-- Entries shown follows --
PR #484, opened 2019-07-29
Add velero backup option to HiveConfig

twiest:
- [x] Add an option to HiveConfig that conditionally enables the
      velero backup controller
- [x] Test that the HiveConfig option flows down to the Hive manager


pkg/apis/hive/v1alpha1/hiveconfig_types.go
```diff
@@ -41,6 +46,21 @@ type HiveConfigStatus struct {
 	AggregatorClientCAHash string `json:"aggregatorClientCAHash,omitempty"`
 }
 
+// BackupConfig contains settings for the Velero backup integration.
+type BackupConfig struct {
+	// VeleroBackup specifies configuration for Velero backup integration.
+	// +optional
+	Velero VeleroBackupConfig `json:"velero,omitempty"`
```
dgoodwin: Tiny mismatch with your var name and the godoc comment here.

pkg/operator/hive/hive.go
```diff
@@ -61,6 +61,11 @@ func (r *ReconcileHiveConfig) deployHive(hLog log.FieldLogger, h *resource.Helpe
 		hiveDeployment.Spec.Template.Spec.Containers[0].Env = append(hiveDeployment.Spec.Template.Spec.Containers[0].Env, dnsServersEnvVar)
 	}
 
+	if instance.Spec.Backup.Velero.Enabled {
+		hLog.Infof("Velero Backup Enabled.")
+		hiveDeployment.Spec.Template.Spec.Containers[0].Command = append(hiveDeployment.Spec.Template.Spec.Containers[0].Command, "--velero-backup")
+	}
```
dgoodwin: This is slightly different from how we're passing most things from hiveconfig to hive via env vars. Any thoughts on which approach is better and when/where we should draw the line between the two? I kinda like the CLI as opposed to env vars as I can run the binary with --help to see options, rather than having env vars embedded all over the code.

Right now the env vars are: global pull secret, zone check dns servers.

Curious what the team thinks. cc @staebler @abutcher @LalatenduMohanty @joelddiaz

pkg/apis/hive/v1alpha1/hiveconfig_types.go
twiest: Whoops!  I wonder why the linter didn't catch that.

pkg/operator/hive/hive.go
-- Entries shown concluded --
Task item: The required answer is the run of lines above, starting at the line with "dgoodwin: This is" and ending at the line with "Curious what the", reproduced exactly with both ends.

Exercise answer:
dgoodwin: This is slightly different from how we're passing most things from hiveconfig to hive via env vars. Any thoughts on which approach is better and when/where we should draw the line between the two? I kinda like the CLI as opposed to env vars as I can run the binary with --help to see options, rather than having env vars embedded all over the code.

Right now the env vars are: global pull secret, zone check dns servers.

Curious what the team thinks. cc @staebler @abutcher @LalatenduMohanty @joelddiaz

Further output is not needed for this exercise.